We use the chain rule for functions that can be seen as composed functions. However, for a simple function like $y=x^2$ we can also say that this is just a composition of 2 functions: $y=x$ and $y=(\text{something})^2$
Now, if we use the chain rule instead of the power rule, it still works and we still get $y'=2x$ But I'm wondering if the "power rule" is really just a shortcut of the chain rule for polynomials (polynomials meaning, no composite functions).
*NOTE: the answer was given to me in one of comments, which is basically that the power rule is applied when the composed functions are only the identity function (f(x)=x) and that of course applies only in polynomials.

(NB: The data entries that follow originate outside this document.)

PR #9243, opened 2017-05-12
Register new package Poltergeist.jl v0.0.4

attobot:
Repository: [wormell/Poltergeist.jl](https://github.com/wormell/Poltergeist.jl)
Release: [v0.0.4](https://github.com/wormell/Poltergeist.jl/releases/tag/v0.0.4)
cc: @wormell


dpsanders:
This looks like a very nice package! Any particular reason you chose that license? As far as I understand, it's not compatible with MIT, for example (only the 3-clause BSD is?)

dpsanders:
(And very clever, although obscure, package name!)

ararslan:
The BSD 2-clause license is quite similar to MIT, actually. And I don't think any of the BSD licenses are incompatible with MIT (which is itself a BSD-style license). [This](https://opensource.stackexchange.com/a/582) is a good explanation of BSD vs. MIT.

dpsanders:
Ah OK, thanks for the clarification - my mistake.

wormell:
Thanks @dpsanders, glad you like it! Two-clause seems like the default BSD licence in PkgDev for whatever (nefarious?) reason so I went with that

ararslan:
Is that the default? It might just be the first sorted alphanumerically. It's a good, solid license nonetheless though. 🙂

dpsanders:
I don't think there is a default: the license has to specified explicitly?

I would say that you can always make a power rule problem into a chain rule problem in an unenlightening way. Yes, if $f(x) = x^n$, then we can define $g(x) = x$, so that $$ \frac{d}{dx}f(x) = \frac{d}{dx}f(g(x)) = f'(g(x))g'(x) = n [g(x)]^{n-1} \cdot 1 = nx^{n-1} $$ Note, however, that we would need to know the power rule in order to find the "outer" derivative $f'(x)$.
Slightly more interesting is the fact that if $f(x) = x^n$ and $g(x) = x^m$, then we can write $$ \frac{d}{dx}x^{mn} = \frac{d}{dx}(x^m)^n = \frac{d}{dx}f(g(x)) = n[g(x)]^{n-1} g'(x) = n[x^{m}]^{n-1} \cdot mx^{m-1} =\\ (mn)x^{m(n-1) + m-1} = (mn)x^{mn - 1} $$ Of course, it is easier to use the power rule outright.
We could derive the power rule (for real numbers $n$) using the chain rule together with the rule $\frac{d}{dx} \ln(x)= \frac 1x$. In particular, if we define $y = x^n$, we can use "logarithmic differentiation". $$ y = x^n \implies\\ \ln(y) = \ln(x^n) \implies\\ \ln(y) = n\ln(x) \implies\\ \frac{d}{dx}\ln(y) = \frac{d}{dx}n \ln(x) \implies\\ \frac{1}y \frac{dy}{dx} = \frac{n}{x} \implies\\ \frac{dy}{dx} = \frac{ny}{x} $$ If we substitute $y$ back in, we find $$ \frac{dy}{dx} = \frac{n(x^n)}{x} = nx^{n-1} $$
We could also derive the power rule (for integers $n$) using just the multivariate chain rule. In particular, define $$ f(x_1,\dots,x_n) = \prod_{k=1}^n x_n, \quad g(t) = (t,\dots,t) $$ We then find that $$ \frac{\partial f}{\partial x_k} = \frac{1}{x_k} \prod_{k=1}^n x_n, \qquad g'(t) = (1,\dots,1) $$ It therefore follows that $$ \frac{d}{dt}f(g(t)) = \sum_{k=1}^n \frac{\partial f}{\partial x_k}(g(t)) \cdot g'(t) = \cdots = nt^{n-1} $$ so that's kind of neat.